We've Moved!
Visit SDSU’s new digital collections website at https://digitalcollections.sdsu.edu
Description
Network analysis is a powerful data mining tool to begin examining the potential interactions in metagenomic datasets. I assessed the structural similarities in microbial interactions networks constructed using Spiec-Easi pipeline and spearman correlations on the same dataset. Spiec-Easi is more robust to the structure of metagenomic datasets, which have high dimensionality and consist of relative abundance data but cannot converge given the sparsity assumption when insufficient (samples size < 13) metagenomic samples are present. In contrast, spearman networks readily produce a network even with few (~6) metagenomic samples but do not account for structure of metagenomic data.
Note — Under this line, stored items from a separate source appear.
PR #2347, opened 2017-06-07
Ensure transient parent window for LocationCompleterView

### LINKED ISSUE #2344: [Wayland] URL bar dropdown menu misplaced
To reproduce in a Plasma Wayland session:
1. Focus the URL lineedit
2. Type something
3. The dropdown menu will open in a random position, rather than below the line edit.

elvisangelaccio:
This makes sure that the completer listview is properly positioned on
wayland. Tested with Qt 5.9 RC.

Closes #2344.

### DIFF
--- a/src/lib/navigation/completer/locationcompleter.cpp
+++ b/src/lib/navigation/completer/locationcompleter.cpp
@@ -29,6 +29,8 @@
 #include "bookmarkitem.h"
 #include "qzsettings.h"
 
+#include <QWindow>
+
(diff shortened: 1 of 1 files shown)


elvisangelaccio:
hmm @nowrep please ignore this PR for now, there is other stuff broken in my wayland session which used to work before. So I might have something broken on my end.

elvisangelaccio:
Ok, after some more testing I can confirm that this patch works for me.

PR #2393, opened 2017-07-26
Add missing RUNPATH so that qupzilla finds its shared lib

dfaure:
when installed into a custom prefix, on Linux.

If qupzilla used cmake and ECM, this would have worked out of the box :-)

I actually volunteer to port qupzilla to cmake (qmake + env vars is rather cumbersome), but I would only test it on Linux, it would have to be tested by others on other platforms.

(Alternatively if qmake is kept, we could port to the Qt 5.8 configure system to improve upon the env var solution.)

### DIFF
--- a/src/main/main.pro
+++ b/src/main/main.pro
@@ -40,4 +40,10 @@ openbsd-*|freebsd-*|haiku-* {
 
 include(../install.pri)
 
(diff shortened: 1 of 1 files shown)


nowrep:
> I actually volunteer to port qupzilla to cmake (qmake + env vars is rather cumbersome), but I would only test it on Linux, it would have to be tested by others on other platforms.

That would be great, I don't like it either (but don't hate it enough to port to cmake myself :)
If ECM works on Windows and Mac we can use that too.

PR #2426, opened 2017-08-22
Windows: At first try to show native default app settings UI (>=Vista).

srazi:
The main part of this patch has been taken from Firefox source code ([here](https://github.com/mozilla/gecko-dev/blob/master/browser/components/shell/nsWindowsShellService.cpp#L364)) that is licensed under MPL-2.0. Is it OK merging MPL code into GPL code?

I tested it under Windows 10 and WIndows server 2012 (that has same API like win8).

### DIFF
--- a/src/lib/other/registerqappassociation.cpp
+++ b/src/lib/other/registerqappassociation.cpp
@@ -1,5 +1,5 @@
 /* ============================================================
-* Copyright (C) 2012-2014  S. Razi Alavizadeh <s.r.alavizadeh@gmail.com>
+* Copyright (C) 2012-2017  S. Razi Alavizadeh <s.r.alavizadeh@gmail.com>
 * This file is part of QupZilla - WebKit based browser 2010-2014
 * by  David Rosca <nowrep@gmail.com>
 *
@@ -148,6 +148,12 @@ bool RegisterQAppAssociation::isVistaOrNewer()
             QSysInfo::windowsVersion() <= QSysInfo::WV_NT_based);
 }
 
+bool RegisterQAppAssociation::isWin10OrNewer()
+{
+    return (QSysInfo::windowsVersion() >= QSysInfo::WV_WINDOWS10 &&
+            QSysInfo::windowsVersion() <= QSysInfo::WV_NT_based);
+}
+
 void RegisterQAppAssociation::registerAssociation(const QString &assocName, AssociationType type)
 {
     if (isVistaOrNewer()) { // Vista and newer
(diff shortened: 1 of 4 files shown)


src/lib/other/registerqappassociation.cpp
```diff
@@ -261,6 +267,65 @@ void RegisterQAppAssociation::registerAllAssociation()
...
+                                      IID_IApplicationActivationManager,
+                                      (void**)&pActivator);
+
+        if (!SUCCEEDED(hr)) {
+            return false;
+        }
+
+        DWORD pid;
+        hr = pActivator->ActivateApplication(
+            L"windows.immersivecontrolpanel_cw5n1h2txyewy"
```
nowrep: What does this `cw5n1h2txyewy` mean?

nowrep:
> Is it OK merging MPL code into GPL code?

I'm not really sure if this even needs to be copyrighted, it is just using few WinAPI functions.

src/lib/other/registerqappassociation.cpp
srazi: The method [IApplicationActivationManager::ActivateApplication()](https://msdn.microsoft.com/en-us/library/windows/desktop/hh706903(v=vs.85).aspx) activates a specified Windows Store app  by its appUserModelId.
The appUserModelId of `Settings` is:
`windows.immersivecontrolpanel_cw5n1h2txyewy!microsoft.windows.immersivecontrolpanel`

Some other appUserModelIds are as follows:
```cpp
windows.immersivecontrolpanel_cw5n1h2txyewy!microsoft.windows.immersivecontrolpanel
Microsoft.MicrosoftEdge_8wekyb3d8bbwe!MicrosoftEdge
Microsoft.MicrosoftEdge_8wekyb3d8bbwe!ContentProcess
Microsoft.MicrosoftEdge_8wekyb3d8bbwe!BCHost
Microsoft.Windows.ContentDeliveryManager_cw5n1h2txyewy!App
Microsoft.Windows.Photos_8wekyb3d8bbwe!App
```
As you see `cw5n1h2txyewy` and `8wekyb3d8bbwe` have been repeated. So I think they are somethings like a product-category id for a company registered in Windows store.

nowrep: Alright, thanks for the explanation.

srazi:
> I'm not really sure if this even needs to be copyrighted, it is just few WinAPI calls. Most likely a similar snippet can be found on msdn.

Yeah, I agree. Indeed, after some more reading I found out that it is just how one supposed to launch a Windows store app and pass some arguments to it.

So, I will close this PR, and after removing license notice, will commit it.

nowrep:
Too late, but do it in followup commit :)
Also, you can just update the pull request with git push -f

PR #2461, opened 2017-09-21
get more native look

Jacobtey:


nowrep:
I can agree only with "network-connect" and "network-disconnect", other icon names means completely different thing and it will only look good in your theme.

Jacobtey:
> I can agree only with "network-connect" and "network-disconnect", other icon names means completely different thing and it will only look good in your theme.

Hm. It's up to you. But otherwise it won't look good anywhere. StatusBarIcons can't adopt custom themes.

PR #2468, opened 2017-10-06
Mac: Revert #2184 for Qt 5.9.1+

Martii:
* Now that upstream Qt has support for this back out the changes.

NOTE(S)
* Please note that users with Qt 5.9.0 and earlier on MacOS the bug will reappear... so minimum Qt build should be 5.9.1 if those icons in the dropdown menus are wanted

Ref(s):
* https://github.com/QupZilla/qupzilla/pull/2184#issuecomment-308790083

### DIFF
--- a/mac/macdeploy.sh
+++ b/mac/macdeploy.sh
@@ -13,7 +13,6 @@ MACDEPLOYQT=$1
 QTDIR="`dirname $MACDEPLOYQT`/.."
 LIBRARY_NAME="libQupZilla.2.dylib"
 PLUGINS="QupZilla.app/Contents/Resources/plugins"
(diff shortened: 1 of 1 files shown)


Martii:
@nowrep 
I am signed up on KDE's identity site but have no clue how to fork yet or even submit a PR.

Any good, recommended, primers for that site? 

Also do you need to add me to something *(the project?)*. 

Btw my SourceForge email address is in effect now and the old email address is no longer owned by myself.

nowrep:
https://community.kde.org/Infrastructure/Phabricator

You don't fork repo as with github, instead you submit patches.

PR #2523, opened 2017-12-08
Mac: Repair missing hidden `.VolumeIcon.icns`

Martii:
* `osascript` deletes the icns file after completion for no apparent reason in High Sierra
* Move `iconutil` after this event

NOTE:
* This shouldn't cause a regression in older OS X's


Martii:
GH isn't allowing me to merge as a bug fix into 2.2.2... will make a new one to master then.

PR #2539, opened 2018-01-08
 Style Update [SpeedDial+SpeedDial:Icons]

Diablopc:


nowrep:
I like it, but there is an issue with loading gif not being properly resized for very small dials (eg. set size to minimum = 100).

Diablopc:
>  loading gif not being properly resized for very small dials

Hah, looks realy funny o_0

Yep, thats my bug. I haven't check this moments. 
Agree this is realy need some rework. I'll do it tomorrow...

cranes-bill:
@nowrep Now is the moment to consider merging `start` page with `speeddial`?

Diablopc:
@cranes-bill it's planned, but not all at once =)

Diablopc:
> loading gif not being properly resized 

Fixed by 5d76be6

> It's fine those buttons being big for very small dials, but they should also resize when on very big dials (eg. maximum size = 500).

Fixed by a60dd0c

- Min button size set to 16. 
- Max button size not limited and depends of dial size


Also:
- Added default background
- Fixed incorrect tiles enumeration [[7bc8123]]
- Fully switched to scalable graphics

@nowrep what U think about?

nowrep:
Perfect

Diablopc:
@nowrep 
Pls, update this file in yours repo.
https://github.com/Diablopc/qupzilla/blob/master/src/lib/data/html/sd_bg.svg
It was broken =(

cranes-bill:
Why the modal dialog overfills the window!?
capture du 2018-01-11 08 35 43
And if i enable the bookmarks bar, it's getting badly:
capture du 2018-01-11 08 37 40

Diablopc:
@cranes-bill already working on this!

nowrep:
This is a long-standing issue, maybe we can move background selection to second column?

Diablopc:
@nowrep I've already added a scrollbar for cases where content can't fit to screen.
Commit will be in one hour

nowrep:
I'd rather have it in two columns instead of adding scrollbars.

Diablopc:
@nowrep But then we must add a horisontal scroll due to portrait screens...

I have some idea how to decrease vertical size without layout changes...
Wait aproximately a hour, i'll try to do that

Diablopc:
@nowrep 
Here is it


Scrollbar appears only if active area lower than 550px.
This is enough to not show it on low resolution screens inclusive 768px height

nowrep:
Ok, that looks fine. Can you ale please hide size of pages slider when "change size of pages" is unchecked? It's kind of confusing as the disabled state is not easy to distinguish.

Diablopc:
> Can you also please hide size of pages slider when "change size of pages" is unchecked?

Sure, it planned.
In the nearest future planned to move "Add" button to dial space and restile sliders to common style, also with this i'll hide unused messages =)

nowrep:
I need your full name, otherwise I can't push this to Falkon repo. And that applies for all following commits too, please commit with full name.

Diablopc:
Ou, that's not a problem =)
I hope it enough just to add this to my profile?

nowrep:
Alright, thanks.

>  I hope it enough just to add this to my profile?

Only if you commit through github webpage. You need to set it in your git config.

Diablopc:
> You need to set it in your git config.

Ok. It  will be done before next commit.

cranes-bill:
Noticed onother one unintended behaviour:
I have `Don't close window upon closing last tab` option  set. So when i close the last one tab, the result is an empty Speed dial.
capture du 2018-01-12 22 12 07

Diablopc:
> @cranes-bill I have Don't close window

it looks weird .... I'm use this option to, but never noticed such behavior...
btw try to pick it up from my repo, there was a lot of changes that not applied in main repo

nowrep:
@cranes-bill That has nothing to do with this, you should open separate issue for this.

cranes-bill:
> ..., you should open separate issue for this.

That was my initial plan, but due to i'm avoiding of „non sense issues“, decided posting here.
But now, since you tel, i will open a new issue.

PR #2556, opened 2018-01-18
SpeedDial: Add searchbar

Diablopc:
- Disabled

- Enabled

- In config


Martii:
@Diablopc 
Best to make a branch on your repository, and ensure that your master is up to date before that so comments don't reappear that aren't applicable here. e.g. mine. Thanks.

cranes-bill:
Fine, but i think it will look better with square borders (just like the other stuff here).

nowrep:
Alright, as @Martii said, please make this pull request again from clean branch (it's also good idea to use feature branches for all future pull requests).

Also, instead of configurable engine, let's just make it use default search engine.

Diablopc:
@cranes-bill 
Like this?

> @nowrep pull request again from clean branch

Ok

> let's just make it use default search engine.

Hmm, idk how much it will be convenient because default search engine available from address bar.

cranes-bill:
Yes square**d** :blush:, but that is only in my opinion.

Both methods produce different networks with little overlap between the two. As such, usage of a method depends upon data availability but Spiec-Easi is preferred whenever possible. Markov clustering is an unsupervised algorithm that partitions a network into potential functional modules. When analyzing the whale shark data sets, in regard to taxa and function, no common communities were found across the different sampling locations. Additionally, the resulting module membership varied across environments. Hamming distance and graph kernels were explored as a metric of comparing similarities of network structures. The pre-processing necessary for calculating hamming distance between networks results in information loss of the initial data set, especially when the datasets consist different taxa or functions. Hamming distance may be useful for data sets that have similar diversities but falls short when diversity varies. Graph kernels are a potential algorithm to assess the similarity between networks. Exploring further labeling or classifying strategies and kernels programs may prove useful in the future.